As pesquisas sobre a fauna registraram a existência de 57 espécies de mamíferos, dos 269 verificados na Mata Atlântica; 135 de aves, de um universo de 849 da Mata Atlântica; 11 de répteis, dentre 197; seis espécies de anfíbios, dos 372 registrados; e 24 de borboletas. Entre os mamíferos, foram verificados, entre outros, jararaca, jacu-velho, caranguejeira, jequiranobóia - cigarra-jacaré, tamanduá, cuíca, pica-pau-do-campo e tucão
Semana da Mata Atlântica
Coordenador do estudo e presidente da ONG, o biólogo Luis Fernando Stumpf espera que o MMA divulgue em breve a decisão, já que o prazo de análise era de sete meses a contar da data de recebimento do estudo. "A Semana da Mata Atlântica começa nos próximos dias [16 de novembro], e pode ser um bom momento para o anúncio. Na próxima semana vou a Brasília e me reunirei com o pessoal do Ministério do Meio Ambiente para ver a situação e espero trazer a notícia que tanto esperamos", diz o biólogo.

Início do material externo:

PR #2145, opened 2024-06-14
New design/radio button

panasetskaya:


app/design-system/design-system-hedvig/src/main/kotlin/com/hedvig/android/design/system/hedvig/RadioOption.kt
```diff
@@ -0,0 +1,454 @@
...
+object RadioOptionDefaults {
+  internal val radioOptionStyle: RadioOptionStyle = Default
+  internal val radioOptionSize: RadioOptionSize = RadioOptionSize.Large
+
+  sealed interface RadioOptionStyle {
+    data object Default : RadioOptionStyle
+
+    data class Label(val labelText: String) : RadioOptionStyle
+
+    data class Icon(val iconResource: IconResource) : RadioOptionStyle // we need another solution here. Content?
```
StylianosGakis, line 206: Another solution for what, if there is a scenario where we need both an icon and a label?

I think there's two approaches to consider here.
If the component really does not mix and match those this sealed interface should be a simple API which lets us easily just do `RadioOptionStyle.` and get autocompletion for all the relevant styles.

If we figure out that we want both, we could have the icon not be part of RadioOptionStyle, but be a normal parameter in the public `RadioOption` function. Like `iconResource: IconResource? = null`.
And then on the caller, if you pass nothing you get nothing, if you pass non-null the icon should show and the UI should adjust accordingly.

It's a question of how it's gonna be used really to know what the best option is. We can also redesign that later if we find that we need that shape instead.

StylianosGakis: Oh I do see now that the left-aligned one would simply not work with an Icon really. Maybe we should not allow the icon in all scenarios then.

app/design-system/design-system-hedvig/src/main/kotlin/com/hedvig/android/design/system/hedvig/tokens/RadioOptionTokens.kt
```diff
@@ -0,0 +1,75 @@
...
+      else -> TopPadding
+    }
+  }
+
+  fun bottomPadding(style: RadioOptionStyle): Dp {
+    return when (style) {
+      is Label -> LabelBottomPadding
+      else -> BottomPadding
+    }
+  }
```
StylianosGakis, line 41: I have a hunch that the tokens here shouldn't really need to know anything about the style and should hopefully just be raw tokens ready to be used in whatever way.
At the same time we don't want to repeat ourselves over at the place where we call these.
I think I had the same scenario over here https://github.com/HedvigInsurance/android/blob/ee04408d62eba72d61de7391b832fcb4d2513fab/app/design-system/design-system-hedvig/src/main/kotlin/com/hedvig/android/design/system/hedvig/HedvigTextField.kt#L347-L361 where I added this piece of logic inside the style itself, and the implementation of each size just knew about both LabelTopPadding and TopPadding and that function in there picked the right one for all three sizes.

StylianosGakis (approved):
⭐️⭐️⭐️
Amazing job, got some comments and a bunch of them are discussion starters, if you wanna expand on some of them let's do that over at slack.
The overall approach you've gone with is perfect I'd say, I feel like doing things this way we'll get a really good end result for our DS!

Lmk how doing this PR felt like over all, if anything was too confusing, if anything felt like it needed improvement on the approach etc.

app/design-system/design-system-hedvig/src/main/kotlin/com/hedvig/android/design/system/hedvig/RadioOption.kt
```diff
@@ -0,0 +1,454 @@
...
+  }
+}
+
+private class RadioOptionStyleProvider :
+  CollectionPreviewParameterProvider<RadioOptionStyle>(
+    listOf(
+      Default,
+      Label("Label"),
+      RadioOptionStyle.Icon(IconResource.Painter(hedvig.resources.R.drawable.pillow_hedvig)),
+      //   RadioOptionStyle.Icon(IconResource.Vector(HedvigIcons.FlagSweden)),
```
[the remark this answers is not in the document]
panasetskaya: Too many, I think, 4 is the limit :)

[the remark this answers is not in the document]
panasetskaya: Yes, could be - it often acts out with previews in weird ways

app/design-system/design-system-hedvig/src/main/kotlin/com/hedvig/android/design/system/hedvig/RadioOption.kt
```diff
@@ -0,0 +1,454 @@
...
+      }
+    }
+  }
+}
+
+sealed interface IconResource {
+  data class Vector(val imageVector: ImageVector) : IconResource
+
+  data class Painter(val painterResId: Int) : IconResource
+}
```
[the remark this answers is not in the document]
panasetskaya: I don't think m3 uses this, no - just something I thought would be nice to not to limit ourselves with ImageVectors. I'll move it!

app/design-system/design-system-hedvig/src/main/kotlin/com/hedvig/android/design/system/hedvig/RadioOption.kt
panasetskaya: I say let's keep it like this here, and if the need for this combination arises, later add 
`data class LabelAndIcon(val labelText: String, val iconResource: IconResource) : RadioOptionStyle`

app/design-system/design-system-hedvig/src/main/kotlin/com/hedvig/android/design/system/hedvig/RadioOption.kt
```diff
@@ -0,0 +1,454 @@
...
+    }
+  }
+}
+
+@Composable
+private fun CheckItemAnimation(state: RadioOptionState, content: @Composable (state: RadioOptionState) -> Unit) {
+  val selectedTransition = updateTransition(state)
+  selectedTransition.AnimatedContent(
+    transitionSpec = {
+      fadeIn(tween(durationMillis = 200, easing = EaseInOut)) togetherWith fadeOut(tween(200, easing = EaseInOut))
```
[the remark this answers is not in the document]
panasetskaya: made TweenAnimationTokens for that :
`
internal abstract class TweenAnimationTokens {

  abstract val durationMillis: Int
  abstract val easing: Easing

  data object FastAnimationTokens: TweenAnimationTokens() {
    override val durationMillis: Int = 200
    override val easing: Easing = EaseInOut
  }
}`

app/design-system/design-system-hedvig/src/main/kotlin/com/hedvig/android/design/system/hedvig/RadioOption.kt
```diff
@@ -0,0 +1,562 @@
...
+                when (lockedState) {
+                  Locked -> Modifier.border(8.dp, radioOptionColors.disabledIndicatorColor, CircleShape)
+                  NotLocked -> Modifier.border(8.dp, radioOptionColors.chosenIndicatorColor, CircleShape)
+                }
+              }
+
+              NotChosen -> {
+                Modifier.border(2.dp, radioOptionColors.notChosenIndicatorColor, CircleShape)
+                // disabled color is actually brighter than notChosenIndicatorColor,
+                // makes no sense here, so I left only one
```
StylianosGakis, line 237: Did the design purposefully chose it to be that way?
Does it look confusing if we have a disabled and a non-disabled but unselected option side by side?
Could it be a bit confusing if perhaps in the future the color for disabled is adjusted, but the not-selected is not, and we make the change in the tokens but the implementation changes for the not-selected option too, which might be a bit confusing say 1 year in the future.

Or is the part that does not add up something that should be brought up with design perhaps?

app/design-system/design-system-hedvig/src/main/kotlin/com/hedvig/android/design/system/hedvig/RadioOption.kt
```diff
@@ -0,0 +1,562 @@
...
+              }
+            },
+          ),
+      )
+    }
+  }
+}
+
+@Composable
+internal fun CheckItemAnimation(state: ChosenState, content: @Composable (state: ChosenState) -> Unit) {
```
StylianosGakis, line 247: Is this internal function used in other files too or could it be private?

app/design-system/design-system-hedvig/src/main/kotlin/com/hedvig/android/design/system/hedvig/Checkbox.kt
```diff
@@ -0,0 +1,456 @@
...
+import com.hedvig.android.design.system.hedvig.tokens.CheckboxColorTokens
+import com.hedvig.android.design.system.hedvig.tokens.SizeCheckboxTokens.LargeSizeCheckboxTokens
+import com.hedvig.android.design.system.hedvig.tokens.SizeCheckboxTokens.MediumSizeCheckboxTokens
+import com.hedvig.android.design.system.hedvig.tokens.SizeCheckboxTokens.SmallSizeCheckboxTokens
+
+@Composable
+fun Checkbox(
+  data: OptionData,
+  checkboxStyle: CheckboxStyle,
+  groupLockedState: LockedState,
```
StylianosGakis, line 58: This is probably leftover from copy-pasting the API from the group one. Just `lockedState: LockedState` might be what we want here just like you got below

app/design-system/design-system-hedvig/src/main/kotlin/com/hedvig/android/design/system/hedvig/RadioGroup.kt
```diff
@@ -0,0 +1,905 @@
...
+          groupLockedState = groupLockedState,
+          onOptionClick = {
+            onOptionClick(i.id)
+          },
+          modifier = Modifier
+            .weight(1f)
+            .width(Min)
+            .padding(itemPadding),
+        )
+      }
```
StylianosGakis, line 169: I think to avoid having to double call this RadioOption twice, you can make use of the [chunked](https://kotlinlang.org/api/core/kotlin-stdlib/kotlin.collections/chunked.html) function to chunck the list in groups of two, and inside the lambda, if the list is actually 1 item then add the spacer instead. You can see it being used here https://github.com/HedvigInsurance/android/blob/c92623cf36c37592aee1772f78b974e8b9303ab9/app/core/core-ui/src/main/kotlin/com/hedvig/android/core/ui/grid/HedvigGrid.kt#L67 too.
I think it would make this a bit easier to write and read perhaps

app/design-system/design-system-hedvig/src/main/kotlin/com/hedvig/android/design/system/hedvig/RadioGroup.kt
```diff
@@ -0,0 +1,905 @@
...
+  modifier: Modifier = Modifier,
+) {
+  FlowRow(
+    modifier,
+    maxItemsInEachRow = 2,
+    overflow = Companion.Visible,
+    verticalArrangement = Arrangement.spacedBy(4.dp, Alignment.CenterVertically),
+  ) {
+    for (i in data) {
+      val itemPadding = if (data.indexOf(i) % 2 != 0) {
```
StylianosGakis, line 133: Since we seem to do `indexOf()` every time inside the loop, and often more than once too, I'd suggest we turn this into a loop where we have the index already like this https://github.com/HedvigInsurance/android/blob/12a8a8a3c450bc1274782baa551fc3b5ff20d4b2/app/feature/feature-insurances/src/main/kotlin/com/hedvig/android/feature/insurances/insurance/InsuranceDestination.kt#L259
The IDE provides an auto-complete for this if you "option + enter" while having the cursor on `in` or perhaps `data` here I think.

app/design-system/design-system-hedvig/src/main/kotlin/com/hedvig/android/design/system/hedvig/RadioGroup.kt
```diff
@@ -0,0 +1,905 @@
...
+        PaddingValues()
+      } else {
+        PaddingValues(end = 4.dp)
```
StylianosGakis, line 136: A bit confused here how there is a need for 4dp on the right only for the items that are on the right side in this flowrow, do the left items get this from somewhere else that I am not seeing?

app/design-system/design-system-hedvig/src/main/kotlin/com/hedvig/android/design/system/hedvig/RadioGroup.kt
```diff
@@ -0,0 +1,905 @@
...
+    verticalAlignment = Alignment.CenterVertically,
+    modifier = modifier
+      .clickable(
+        enabled = enabled,
+        role = Role.RadioButton,
+        interactionSource = interactionSource,
+        indication = ripple(
+          bounded = false,
+          radius = 50.dp,
+          // todo: pls check out this ripple. I like this one, but maybe it's too much
```
StylianosGakis, line 262: We can take a look at this within some test session etc. to see what others think too

app/design-system/design-system-hedvig/src/main/kotlin/com/hedvig/android/design/system/hedvig/RadioGroup.kt
```diff
@@ -0,0 +1,905 @@
...
+    color = radioOptionColors.containerColor,
+  ) {
+    Column(
+      modifier,
+    ) {
+      val labelTextColor = radioOptionColors.labelTextColor(groupLockedState)
+      HedvigText(
+        modifier = Modifier.padding(contentPaddingValues),
+        text = radioGroupStyle.groupLabelText,
+        style = MediumSizeRadioOptionTokens.LabelTextFont.value, // same for all sizes in figma
```
StylianosGakis, line 336: I think if it happens not to be too much of a hassle to add it inside the RadioGroupSize object, it can be there so that if the impl changes in the future and we only go and edit the tokens we don't get behavior that we do not expect by having only the medium tokens drive the value of this text.

app/design-system/design-system-hedvig/src/main/kotlin/com/hedvig/android/design/system/hedvig/RadioGroup.kt
```diff
@@ -0,0 +1,905 @@
...
+              onClick = {
+                onOptionClick(radioOptionData.id)
+              },
+            )
+          val radioOptionStyle = when (radioGroupStyle) {
+            is VerticalWithGroupLabel.Default -> Default
+            is VerticalWithGroupLabel.Icon -> RadioOptionStyle.Icon(
+              radioOptionData.iconResource ?: Painter(R.drawable.pillow_hedvig),
+            ) // todo: how is that for placeholder
+            is VerticalWithGroupLabel.Label -> Label(radioOptionData.labelText ?: "") // todo: no placeholder
```
StylianosGakis, line 359: In which scenarios would it be possible to be in the label style but have no labelText? Would it make sense for that to be impossible in the first place?

app/design-system/design-system-hedvig/src/main/kotlin/com/hedvig/android/design/system/hedvig/tokens/CheckboxTokens.kt
```diff
@@ -0,0 +1,129 @@
...
+import com.hedvig.android.design.system.hedvig.CheckboxDefaults.CheckboxStyle
+
+internal object CheckboxColorTokens {
+  val ContainerColor = ColorSchemeKeyTokens.SurfacePrimary
+  val OptionTextColor = ColorSchemeKeyTokens.TextPrimary
+  val LabelTextColor = ColorSchemeKeyTokens.TextSecondaryTranslucent
+  val DisabledOptionTextColor = ColorSchemeKeyTokens.TextDisabledTranslucent
+  val DisabledLabelTextColor = ColorSchemeKeyTokens.TextDisabledTranslucent
+  val ChosenIndicatorColor = ColorSchemeKeyTokens.SignalGreenElement
+  val NotChosenIndicatorColor = ColorSchemeKeyTokens.FillDisabled // todo: if i put borderSecondary here as it is in figma, it's almost invisible
```
StylianosGakis, line 15: Aha the problem then is that the contrast with the background is just so low that it's unreasonably hard to see? Some of our "disabled" colors are like that, but is this even more so than the others?

app/feature/feature-terminate-insurance/src/main/kotlin/com/hedvig/android/feature/terminateinsurance/step/choose/ChooseInsuranceToTerminateDestination.kt
```diff
@@ -140,43 +137,18 @@ private fun ChooseInsuranceToTerminateScreen(
...
         }
-        for (insurance in uiState.insuranceList) {
-          HedvigCard(
-            onClick = { selectInsurance(insurance) },
-            colors = CardDefaults.outlinedCardColors(
-              containerColor = MaterialTheme.colorScheme.surface,
-            ),
+        val radioOptionData = uiState.insuranceList.toRadioOptionDataList(uiState.selectedInsurance?.id)
+        com.hedvig.android.design.system.hedvig.HedvigTheme {
+          // todo: where do we apply the theme now that we're still on both old and new theme?
```
StylianosGakis, line 142: So at the top-level where we provide it for the entire app, we need to provide both themes.
Take a look at this https://github.com/HedvigInsurance/android/blob/5001fea1697470018ffd9a7014c3a8a24acc14b7/app/app/src/main/kotlin/com/hedvig/android/app/ui/HedvigApp.kt#L131-L139 I seem to already have done that

app/feature/feature-terminate-insurance/src/main/kotlin/com/hedvig/android/feature/terminateinsurance/step/choose/ChooseInsuranceToTerminateDestination.kt
```diff
@@ -200,6 +172,21 @@ private fun ChooseInsuranceToTerminateScreen(
...
+      OptionData(
+        id = i.id,
+        optionText = i.displayName,
+        chosenState = if (selectedInsuranceId == i.id) Chosen else NotChosen,
+        labelText = i.contractExposure,
+      ),
+    )
+  }
+  return result
+}
```
StylianosGakis, line 188:
```suggestion
private fun List<TerminatableInsurance>.toRadioOptionDataList(selectedInsuranceId: String?): List<OptionData> {
  return this.map { i ->
    OptionData(
      id = i.id,
      optionText = i.displayName,
      chosenState = if (selectedInsuranceId == i.id) Chosen else NotChosen,
      labelText = i.contractExposure,
    )
  }
}
```

I am a `mutableList` hater, I must admit 😅

app/feature/feature-terminate-insurance/src/main/kotlin/com/hedvig/android/feature/terminateinsurance/step/survey/TerminationSurveyDestination.kt
```diff
@@ -183,34 +184,17 @@ private fun TerminationSurveyScreen(
...
-              containerColor = MaterialTheme.colorScheme.surface,
-            ),
-            modifier = Modifier
-              .fillMaxWidth()
-              .padding(horizontal = 16.dp),
-          ) {
-            Row(
-              verticalAlignment = Alignment.CenterVertically,
+          com.hedvig.android.design.system.hedvig.HedvigTheme {
+            // todo: where do we apply the theme now that we're still on both old and new theme?
```
StylianosGakis, line 188: Same as above, all these can be removed since we got the top-level theme set at the application level.
For previews of course it means we gotta provide the right theme, especially since in the DS module itself we only get access to one of the two themes and it makes the live template a bit trickier to use for now

StylianosGakis (approved):
Looking good, left some comments. Lmk if I missed smth that you'd like me to not miss :D

app/design-system/design-system-hedvig/src/main/kotlin/com/hedvig/android/design/system/hedvig/RadioOption.kt
```diff
@@ -0,0 +1,562 @@
...
+import com.hedvig.android.design.system.hedvig.RadioOptionDefaults.RadioOptionStyle.LeftAligned
+import com.hedvig.android.design.system.hedvig.icon.HedvigIcons
+import com.hedvig.android.design.system.hedvig.icon.flag.FlagSweden
+import com.hedvig.android.design.system.hedvig.tokens.RadioOptionColorTokens
+import com.hedvig.android.design.system.hedvig.tokens.SizeRadioOptionTokens.LargeSizeRadioOptionTokens
+import com.hedvig.android.design.system.hedvig.tokens.SizeRadioOptionTokens.MediumSizeRadioOptionTokens
+import com.hedvig.android.design.system.hedvig.tokens.SizeRadioOptionTokens.SmallSizeRadioOptionTokens
+import com.hedvig.android.design.system.hedvig.tokens.TweenAnimationTokens
+
+data class OptionData(
```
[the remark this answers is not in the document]
panasetskaya: Yep, will rename it back :)

app/design-system/design-system-hedvig/src/main/kotlin/com/hedvig/android/design/system/hedvig/RadioOption.kt
panasetskaya: Yep, it is used in checkbox too

app/feature/feature-terminate-insurance/src/main/kotlin/com/hedvig/android/feature/terminateinsurance/step/choose/ChooseInsuranceToTerminateDestination.kt
panasetskaya: Ah, alright! Maybe it was because I've seen it in HedvigPreview, which is the old theme, and it was not behaving well there

app/design-system/design-system-hedvig/src/main/kotlin/com/hedvig/android/design/system/hedvig/tokens/CheckboxTokens.kt
panasetskaya: I think this is something I better show you. It's a bit confusing for me here

app/design-system/design-system-hedvig/src/main/kotlin/com/hedvig/android/design/system/hedvig/RadioOption.kt
panasetskaya: _Does it look confusing if we have a disabled and a non-disabled but unselected option side by side?_ - yes, basically this. Maybe it won't ever be the case, or very rarely, so maybe I would just put notChosenIndicatorColor there

app/design-system/design-system-hedvig/src/main/kotlin/com/hedvig/android/design/system/hedvig/RadioGroup.kt
panasetskaya: it's actually the other way round, with items on the left (index 0, 2 etc) they need a space between it and the right item, and items on the right (index 1,3) are at the end of two-items row, so they don't need extra padding there

app/design-system/design-system-hedvig/src/main/kotlin/com/hedvig/android/design/system/hedvig/RadioGroup.kt
panasetskaya: I'll try one thing!

app/design-system/design-system-hedvig/src/main/kotlin/com/hedvig/android/design/system/hedvig/Checkbox.kt
```diff
@@ -0,0 +1,460 @@
...
+          if (onCheckedChange != null) {
+            onCheckedChange()
+          }
+        },
+      contentAlignment = Alignment.Center,
+    ) {
+      if ((currentState == Chosen)) {
+        Icon(HedvigIcons.Checkmark, contentDescription = null, tint = checkIconColor)
+        // todo: I am not entirely sure this is the right Checkmark icon. It looks differently in figma
+      }
```
panasetskaya, line 251: for Stelios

O biólogo da Araçá-Piranga está otimista: "O estudo rendeu até um livro, 'Ferrabraz, Reserva da Biosfera', organizado por mim e pelo jornalista Guilherme Kolling, lançado pela JÁ Editores na Feira do Livro de Porto Alegre. Fizemos tudo certinho, cumprimos todos os passos, se não for aprovada a unidade de conservação, então nenhuma será, a não ser com um canetaço", afirmou Stumpf.